Japanese food: “Fugu(blowfish)” dishes
この投稿は 日本語 でもお読みいただけます
Although fugu(blowfish) is highly poisonous, there is a culture of removing poison and eating fugu in Japan. You need a specialist license for removing the poisonous elements of “Fugu”, and “Fugu” with poison removed are provided at restaurants.
Typically, if we say “Fugu”, we have the strong image of “Torafugu”, which is provided at high-class restaurants, and this is often considered a luxury ingredient. However, recently, processed items with poison removed that can be cooked at home and non-poisonous blowfish, such as “Sabafugu”, can be bought and tasted more casually. On this occasion, I would like to introduce you to “Fugu” dishes.
What is “Fugu”?
“Fugu” has several names, depending on the region. In the past, it was called ”Fuku”. Even today, in Shimonoseki and Kita-Kyushu, it is still called “Fuku”, as the word “Fuku” has the meaning of good fortune. Other origins of this are said to be meanings related to the appearance when the blowfish gets angry or the blowing water when searching for food.
How to eat “Fugu”
“Fugu sashi” (sashimi)
This refers to sliced fugu. In Kansai, this is also called “Tessa”. You can enjoy its light and delicate flavors and crunchy texture. “Fugu” meat is fibrous and elastic and is difficult to bite off, so it is typically sliced with a knife so thinly that you can see through it to the pattern on the plate. “Fugu sashi” is presented in a beautiful way, like cranes and chrysanthemums, so you can enjoy looking at it. Sometimes “Fugu” skin that has been slightly boiled, cooled with iced water, and then sliced, is added to “Fugu sashi”. When eating, use condiments and dip “Ponzu” sauce to taste.

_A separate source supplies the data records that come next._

PR #6827, opened 2022-05-15
Build warnings cleanup

SomeTroglodyte:
Meant as basis for discussion - and to document my take on what I found in build output. Take or leave or flame or whatever.

Separate commits for:
- Stuff deprecated by Gradle "will break in 8"
- The wrapper properties say 7.2 but the jar and gradle scripts weren't
- Kotlin compilation warnings not related to our own deprecations, again
- And getting the Android Lint step _empty_ - no lint report generated anymore for the moment.


gradlew.bat
```diff
@@ -33,7 +33,7 @@ set APP_HOME=%DIRNAME%
 for %%i in ("%APP_HOME%") do set APP_HOME=%%~fi
 
 @rem Add default JVM options here. You can also use JAVA_OPTS and GRADLE_OPTS to pass JVM options to this script.
-set DEFAULT_JVM_OPTS="-Xmx4G" "-Xms64m"
+set DEFAULT_JVM_OPTS="-Xmx64m" "-Xms64m"
```
yairm210, line 36: I highly disagree. For gradle runs you *need* a lot of memory otherwise the build will take for *ever*

SomeTroglodyte: Wow. Yes, the automatic gradle self-update does _replace_ gradlew so we need to migrate individual settings. I didn't notice / remember we upped that. With your hint, I _do_ remember wondering how a ba can affect Linux results...

Upping gradle by just telling the wrapper to load a newer version by editing the config is not best practice, though it can be harmless for a time. Once in a while you should do a `./gradlew wrapper --gradle-version X` - add flavour X to taste. I just did that for the already "declared" gradle version, mainly so the wrapper _jar_ matches. Well, it also "upgrades" those scripts... Will patch soonish.

SomeTroglodyte: - We already have `org.gradle.jvmargs=-Xmx4096m -XX:MaxMetaspaceSize=512m` in our root gradle.properties
- Rules for the following: DEFAULT_JVM_OPTS in both gradle scripts as per this PR, as placed by gradle wrapper update. Change jvmargs, invalidate cache and restart Studio, wait for indexing to finish. Gradle sync, then Build-clean and Build-rebuild. (Studio runs with -Xmx8g and actually uses <3g; system has 4g free and 13-14g assigned to cache over the entire test). 
- Rebuilding with `-Xmx6g -XX:MaxMetaspaceSize=512m -XX:+HeapDumpOnOutOfMemoryError -Dfile.encoding=UTF-8` so I can be sure to _see_ these in system monitor
    - Sync took 49s
    - Rebuild took 5m14s
    - The daemon showed the -Xmx6g in its command line, but moved to a later part than the rest of org.gradle.jvmargs
    - The daemon spawns a sub-JVM for the actual compiler, it inherits -Xmx6g as can be seen in System Monitor
    - Daemon max actual Memory usage was 2.5G, the compiler around 1.5G, sum 4G - so -Xmx6g is way beyond saturation
- Switching to `-Xmx3072m`, clean, rebuild:
    - Sync took 53s
    - Rebuild took 46s - oops? 6x faster than 4g?
    - I get an additional daemon using -Xmx512m and not generating any disk read I/O
- Restart -Xmx3072m from 'invalidate cache'
    - Sync took 58s
    - Rebuild took 49s - oops? Despite invalidate and clean it still does not recompile and runs core:compileKotlin from cache instead.
- Restart -Xmx3072m, manual clean of ~/.gradle (yes it's outside the project what I need to clean, and yes it incurs 2G downloads, but they're outside measurement, the indexer already pulls them)
    - Sync took 53s
    - Rebuild took 5m16ss
- Switching to `-Xmx2g`
    - Sync same
    - 5m26s
- -Xmx1536m
    - Sync 9m23s (ignored as fluke)
    - Rebuild 4m57s
- -Xmx1g
    - Sync 1m5s
    - Rebuild 4m44s
    - Total processes 2.7g (gradle daemon 1.7, compiler 1)
- -Xmx768m
    - Sync 2m38s
    - Rebuild 5m1s
- -Xmx512m
    - Sync 2m51s
    - Rebuild: `java.lang.OutOfMemoryError: Java heap space` after 8m10s

- Conclusion: XX:MaxMetaspaceSize shows in memory usage; together with the observation that _two_ JVM's do the build, a -Xmx4g means a theoretical limit of ~10G memory usage. Our build already runs optimally with -Xmx2g, plus fuzzy factor -> 4g is perfect, maybe 3. The settings in our root gradle.properties _are_ respected, at least on Linux. I'd love to hear from a variety of platforms.

SomeTroglodyte:
The banner is singled out - you probably noticed - because the "hey you need all densities" warning gets suppressed, and the banner dox explicitly say you should only add one density.

The android lint warnings should be in github action build outputs, or `./gradlew build --scan` (but no need to upload the result to the kraken). The gradle whining is actually easiest to see when having the scripts themselves open and everything well synced by looking top right for the tiny yellow ! triangles - or opening the Alt+6 "Problems" pane directly. From gradle runs in my experience they're cached away too quickly, not worth insisting. Did I get that right from memory? Maybe.

As said, this is not meant as "hey this _**must**_ go in" but "hey these can be considered". Green only as it gets attention quicker - and it works fine after all. For me. Which is the only God that Counts. :zany_face:

SomeTroglodyte:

“Fugu nabe” (pot) / “Fugu Zosui” (porridge)
This a kind of pot dish in which the “Fugu” meat and vegetables are boiled in “kombu” seaweed soup stock. In Kansai, this is also called “Tecchiri”. When eating, use condiments and dip “Ponzu” sauce to taste. When you have finished eating, you can put rice in the remaining soup to make a kind of “porridge”, and enjoy it to the final drop.
This is deep-fried “Fugu” meat. This is one of the simpler “Fugu” dishes and is something easy to challenge at home. To avoid losing the light and delicate flavors of the “Fugu”, it is recommended that you season lightly. You can squeeze lemon or “kabosu”, or sprinkle salt over this.
This is the testes of the “Fugu”. This is a high-class ingredient and is grilled with salt or made into tempura. If you grilled slowly with some distance above fire, surface becomes fragrant in a beautiful brown, and inside it feels like rich milk. If you carefully strain it and mix with Japanese sake, you get a thick mellow taste.
Hire sake (Sake with “Fugu” fin)
This is “Atsukan” (hot sake) flavored with dried and grilled “Fugu” fins. Grill the fins thoroughly on a low heat and make the sake a bit hotter. If you do not do this properly, it will smelles fishy. If you heat it a little before drinking, it will become very mellow. (Drink after the fire goes out.)
Time when “Fugu” was banned
It is said that Japanese began to eat “Fugu” from the Jomon age. However, due to the lack of knowledge of poison, there was a spate of dying. This resulted in the publication of prohibition on eating fugu by Toyotomi Hideyoshi. It is said that the samurai faced a severe punishment if caught. However, even while it was prohibited, the lower classes continued to eat it in private. In Osaka, “Fugu sashi” is called “Tessa (Teppo sashimi)”, and the “Fugu nabe” pot is called “Tecchiri (Teppo chirinabe)”, and the origin of this is the secret word using during this time. “Teppo”, meaning bullet, was used to mean something that rarely strikes, but causes death when it does. In cookery books from the Edo age, when dietary culture flourished, there are descriptions of how to remove the toxins and what condiments to use with it. In the 21st year of Meiji (1888), Hirobumi Ito lifted the ban on eating “Fugu”. And “Shunpanro” in Shimonoseki, Yamaguchi Prefecture, became the first restaurant to provide “Fugu” dishes under license., following which “Fugu” spread as food culture throughout the country.
Fugu specialist license
Currently, in Japan, only 22 types of “Fugu” are allowed for food use. However, as the parts that you can eat differ depending on the “Fugu”, it is necessary to understand the type of “Fugu” and place where the poison is precisely and remove it. That is why it is necessary to be licensed as a “Fugu” expert.
If you want to prepare it at home, buy processed food from which a qualified merchant has already removed the toxic area.